BeDevTalk is an unmonitored discussion group in which technical information is shared by Be developers and interested parties. In this column, we summarize some of the active threads, listed by their subject lines as they appear, verbatim, in the mail.
To subscribe to BeDevTalk, visit the mailing list page on our web site: http://www.be.com/aboutbe/mailinglists.html.
More discussion on simulating Amiga "signals" using semaphores (or benaphores) and thread calls. Various scenarios were hypothesized; some were answered with source code examples.
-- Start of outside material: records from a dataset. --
PR #169, opened 2025-12-13
fix: use ttft to filter prefill candidates

tianhaox:
use ttft to filter out prefill candidates rather than context_latency


Arsene12358:
I see this is for AIC-259. LGTM

Arsene12358 (approved):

This discussion, which was initially about different ways to let the user place/tile/layer windows on the desktop, veered into a debate on the meaning and enforcement of "multi- user," as well as a search for the perfect real-world analogy for user-settable GUI preferences.
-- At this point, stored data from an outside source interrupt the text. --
PR #172, opened 2025-12-14
fix: Update DeepEP interface for SGLang 0.5.6+ compatibility

xutizhou:
## Summary
Refactor and optimize the DeepEP MoE benchmark in `collect_wideep_deepep_moe.py` with improved configuration handling and performance optimizations.

## Changes
- **Dynamic `deepep_mode` configuration**: Set `deepep_mode="normal"` for prefill and `deepep_mode="low_latency"` for decode to match optimal settings for each phase
- **Performance optimization**: Pre-compute `expected_m` values and clone `masked_m` tensors outside kernel function to reduce overhead
- **Subprocess MoE initialization**: Add proper `_set_envs_and_config` and `initialize_moe_config` calls in subprocesses for correct DeepEP + DeepGEMM backend setup
- **Configuration clarity**: Update `top_k` assignment to use `moe_layer.topk.topk_config.top_k` for improved readability
- **Backend specification**: Explicitly set `moe_runner_backend="deep_gemm"` for DeepGEMM MoE runner

- **SGLang**: = 0.5.6

### DIFF
--- a/collector/sglang/collect_wideep_mlp.py
+++ b/collector/sglang/collect_wideep_mlp.py
@@ -19,6 +19,7 @@ from sglang.srt.distributed import (
 )
 from sglang.srt.layers.quantization import Fp8Config
 from sglang.srt.models.deepseek_v2 import DeepseekV2MLP
+from sglang.srt.server_args import ServerArgs, set_global_server_args_for_scheduler
 
 DEEPSEEK_MODEL_PATH = os.environ.get("DEEPSEEK_MODEL_PATH", "/deepseek-v3")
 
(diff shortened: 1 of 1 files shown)


collector/sglang/collect_wideep_deepep_moe.py
```diff
@@ -845,8 +887,9 @@ def run_moe(
         tp_size=2,
         trust_remote_code=True,
         mem_fraction_static=0.3,
-        enable_deepep_moe=True,
-        enable_ep_moe=True,
+        moe_a2a_backend="deepep",  # replaced enable_deepep_moe=True
```
jasonqinzhou, line 890: Will these changes break aic sglang < 0.5.6 ?

Shall we collect one gpu to make sure new data points work e2e?

xutizhou: Yes, this update is not compatible with original version.  I have checked the diff of new data and original data. the variance is within 20% which looks reasonable.

Arsene12358:
Discussed with @xutizhou ,  I think we can merge this one first to start updating database. Any follow-up issues can be separate PRs

Arsene12358 (approved):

Combining the two thoughts, we have your boss's wife peeking over your shoulder as she tries to hijack your car. No one pointed out the blatant sexism in "the boss's wife," but the thread is young.
A heated debate on whether VM is really a good thing. No clear consensus, but a number of folks pointed out that you have to keep the concept of VM separate from that of swapping—it's possible to have "good" VM but "bad" swapping. In particular, an unbounded swap file is bad.
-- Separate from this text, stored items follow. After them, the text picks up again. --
PR #178, opened 2025-12-16
fix: make SOL_FULL mode return a tuple like before

ilyasher:
#### Overview:

Recent MR changed SOL_MODE to just return a single number instead of a tuple of (sol_total, sol_math, sol_mem). This broke the code in the `validate_database.ipynb` validation notebook. This PR reverts the change and makes SOL_MODE return a tuple as before (using the new `PerformanceResult` class).


tianhaox:
https://github.com/ai-dynamo/aiconfigurator/pull/170 i think it's duplicate with this pr

ilyasher:
@tianhaox `validate_database.ipynb` is working now on `main` 👍 . Should we still make SOL_FULL return a tuple of `PerformanceResult` instead of a tuple of `float`?

Arsene12358:
I prefer the old way of just returning tuple of float. tuple of PerformanceResult seems a bit over complicated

A simple question—"How do I shutdown my BeBox from within a program" —was answered, and then the thread went on to discuss whether programatically shutting down or powering off is a desirable feature, and, if allowed, how it should be coordinated with a UPS. In general, soft-off is seen as a nice feature that can easily be abused; it was proposed that the mechanism be protected by root authentication (once multi-user is implemented).
Some initial remarks about Marc Verstaen's AppSketcher led to a wider discussion of UI modeling engines (M. Verstaen pointed out that AppSketcher isn't intended to be such an engine). Should the UI for an app be hand-tweaked, and the coordinates hard-coded, or is this in itself an indication of poor design? It was offered that a good layout engine can figure out where things should go based on relative sizes and positions without the programmer having to supply any coordinate values. Others balk at the thought of automated UI design. It ended in tears.
This thread collected comments on Dominic Giampaolo's article in last week's newsletter. Some folks are disappointed in the decision to retain a hierarchical file system, but there was approbation (and expectation) for the IFS aspects of the system. (See Cyril Meurillon's article in this issue for more information.) The final thread (of the above) offered suggestions for fine-tuning the journaling feature.
Different schemes for storing and encoding of version denoters were proposed. The thread became quite precise in its detail: The exact format of version numbers and the structure that would store version information were discussed. The one debatable subject was whether version strings should be human-readable.
How does ImageViewer do its drag-to-save thing? A number of listeners (well, a couple, anyway) were interested in emulating this behavior. There were some guesses about what was happening, and then Peter Potrebic parted the curtains:
User starts dragging a selection in ImageViewer. It doesn't know the destination so it uses it's own data format for the image.
The image is dropped on the Browser. The Browser doesn't
understand the message so it replies with a B_MESSAGE_NOT_UNDERSTOOD
.
ImageViewer receives the B_MESSAGE_NOT_UNDERSTOOD
... [creates]
a temp file and replies back to the sender.
The Browser gets this reply. It knows what to do with files (refs) so it copies the data file to the appropriate place.
You can find example code in the RRRRRRRRaster app: ftp://ftp.be.com/pub/Samples/Rras_sdk.tgz
A proposal for generalizing the drag-to-save mechanism was proposed and debated.